Workforce crisis puts Government’s plans to expand ‘free childcare’ at risk
A new report published by the Early Education and Childcare Coalition and the University of Leeds warns that the governments planned expansion of funded childcare hours is at risk of not being delivered due to a workforce crisis.
The report, ‘Retention and return: delivering the expansion of early years entitlement in England’, reveals that 57 per cent of nursery staff are considering leaving the sector in the next 12 months, one likely reason being the recent changes to staff:child ratios. This comes at a crucial time as the Government prepares to roll out the ‘biggest expansion of childcare in history’ – 30 hours of ‘free childcare’ will be offered to eligible parents of nine-month-olds by 2025.
The research estimates that childcare places would need to increase by 6% to meet this demand, a figure that is considered a conservative estimate. In addition, researchers found that the ‘early years workforce would need to grow by 8 per cent to deliver the expansion of the 30 hours promised by the Government in the spring budget.
However, due to an inability to recruit and retain staff just 17% of early years providers said they are likely to increase the number of places they offer. The number of nurseries reporting average waiting times of almost six months for a place was 67%. The research further revealed that almost 50,000 additional staff could be needed in 2024 and again in 2025 to service existing demand and satisfy the additional entitlement.
As a member of the Coalition:
Purnima Tanuku OBE, Chief Executive of NDNA said: “NDNA has been warning of the growing workforce crisis for a number of years and we are now reaching a critical juncture as this research shows. If early education and care settings are to offer more funded places to children it’s clear the workforce needs to grow, but at the moment recruitment and retention remain the number one issue for providers. The numbers of professionals considering leaving our sector has to be a wake-up call for Ministers.
“Our research with the sector showed that 75% of providers would need more staff to be able to increases their capacity but with high turnover this research shows the scale of the mountain that needs to be overcome. It is disappointing that the Government has not taken forward the Education Committee’s recommendation for a workforce strategy which was echoed by experts in NDNA’s Blueprint this year.
“Investment in the workforce through better funding rates and more training are urgent requirements but without a clear workforce strategy there is no direction, no plan and the Government’s policy will be undeliverable.”

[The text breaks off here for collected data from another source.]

Issue #3766, opened 2026-06-10
Fatal errors after cloning sites from Dotcom


Nyiriland:
I've been trying to work locally on Team 51 sites, using Studio to clone the Staging site from Dotcom.  <br>I'm *not* using the nightly build version of Studio.

### Problem 1: database suddenly disconnected upon opening app

I had been working on a clone just fine until one day I opened up Studio and the site started throwing a "Error establishing a database connection" message.

Tried to use Claude to remedy:

```
- Found the issue — the db.php drop-in is missing. Let me verify the full picture.
- The db.php drop-in is missing from wp-content/ — that’s the file that intercepts WordPress’s database calls and routes  them to SQLite instead of MySQL. Without it, WordPress tries to connect to a MySQL server that doesn’t exist. I’ll create it by copying the template and filling in the correct path.
```

... but it reset the database instead of fixing it, so I bailed and decided to re-clone. (At the time, I didn't know I could have just tried pulling the database again from Dotcom.)

### Problem 2: fatal errors

Next, I thought it would make sense to clone Production, as I wanted to work with actual content, not placeholder.

It was super slow. Front-end eventually loaded, but wp-admin timed out:

```
Fatal error: Allowed memory size of 268435456 bytes exhausted (tried to allocate 1323008 bytes) in /wordpress/wp-content/plugins/jetpack/vendor/jetpack-autoloader/class-php-autoloader.php on line 102

Fatal error: Allowed memory size of 268435456 bytes exhausted (tried to allocate 1323008 bytes) in /wordpress/wp-includes/sodium_compat/autoload-php7.php on line 27
```

### Problem 3: export compatibility

I was curious if it was just the database size that Studio couldn't handle, so I tried to use its native Export feature and import into Local. This didn't work either (I now understand the formats are not compatible). As a user, I would expect the export format to work in other commonly used WordPress tools, but maybe this is asking too much.

### Success: re-cloning staging again

Creating a fresh clone of the Staging site worked and I was able to get up and running again.

### Problem 4: more fatal errors

After Staging had launched, we updated it to match Production's database. When I tried to re-clone Staging again, I ran into the same slowness I experienced in Problem 2.

* The front-end loads, although it takes a *very* long time (around a minute)
* Loading `wp-admin` causes my laptop fan to run excessively hard (which I've never heard before on my M4 mac) and gives me a critical error:

[...]

PR #3936, opened 2026-06-23
Increase Playground runtime PHP `memory_limit` to 512M

gcsecsey:
## Related issues

- Related to #3766
- Related to STU-1821

This PR addresses "Problem 2 (fatal errors / memory exhaustion)" from that report.

## How AI was used in this PR

Used Claude Code to reproduce the wp-admin OOM locally, trace it to the Playground runtime's memory cap, and verify the fix against a heavy plugin stack.

## Proposed Changes

The reported issue is that when a site with numerous plugins is cloned into Studio, and then run with the Playground runtime, the front-end loads but wp-admin dies with `Fatal error: Allowed memory size of 268435456 bytes exhausted` (256 MB).

The PHP-WASM HTTP server serves every request with a hard-coded PHP `memory_limit` of 256 MB. A realistic production plugin stack (WooCommerce, WooPayments, Jetpack, Jetpack Boost, Jetpack CRM, MailPoet, Site Kit, etc.) already peaks at ~224 MB on an empty database, so wp-admin tips over 256 MB when the site's plugins and data load.

This PR raises the Playground serving `memory_limit` to 512 MB, matching the native runtime, so the two behave consistently, and heavier sites can open wp-admin.

| trunk | this branch |
|--------|--------|
| CleanShot 2026-06-23 at 17 02 48@2x | CleanShot 2026-06-23 at 16 59 14@2x | 

## Testing Instructions

- Visual review should be enough

## Pre-merge Checklist

- [x] Have you checked for TypeScript, React or other console errors? (`npm run typecheck` passes; eslint clean on the changed file.)

### DIFF
--- a/apps/cli/playground-server-child.ts
+++ b/apps/cli/playground-server-child.ts
@@ -469,10 +469,6 @@ const startServer = wrapWithStartingPromise(
 			await setPhpIniEntries( server.playground, {
 				'openssl.cafile': '/internal/shared/ca-bundle.crt',
 				'curl.cainfo': '/internal/shared/ca-bundle.crt',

The report detailed a number of short-term recommendations including:
- Increasing early years funding rates with the expectation that providers will use this to boost pay
- Reestablish a career development hub at the Department for Education
- Provide more on-site training to reduce the need to spend time away from a setting
- Ensure access to funded, universal, high-quality SEND training
- Develop a system for bank staff at Local Authority level which enables staff to take time out for training, with no negative implications for their setting
- Ensure the ‘Experts and Mentoring Scheme’ for childminders becomes a permanent programme
- Restart the Graduate-led Grant Scheme. Set a target to achieve a graduate led workforce by 2028
Sarah Ronan, Director of the Early Education and Childcare Coalition, commented: “Promising more free childcare without the infrastructure to deliver it is raising false hope among already struggling families. If the Government is to have any chance of delivering this expansion, it must listen to the people on the ground educating and caring for our children.Years of underfunding have left them underpaid, overworked and feeling disrespected. It doesn’t matter if it’s more free hours from this Government or wholesale reform from Labour, the fact is nothing will change for parents or children unless we have a well-paid and valued workforce.”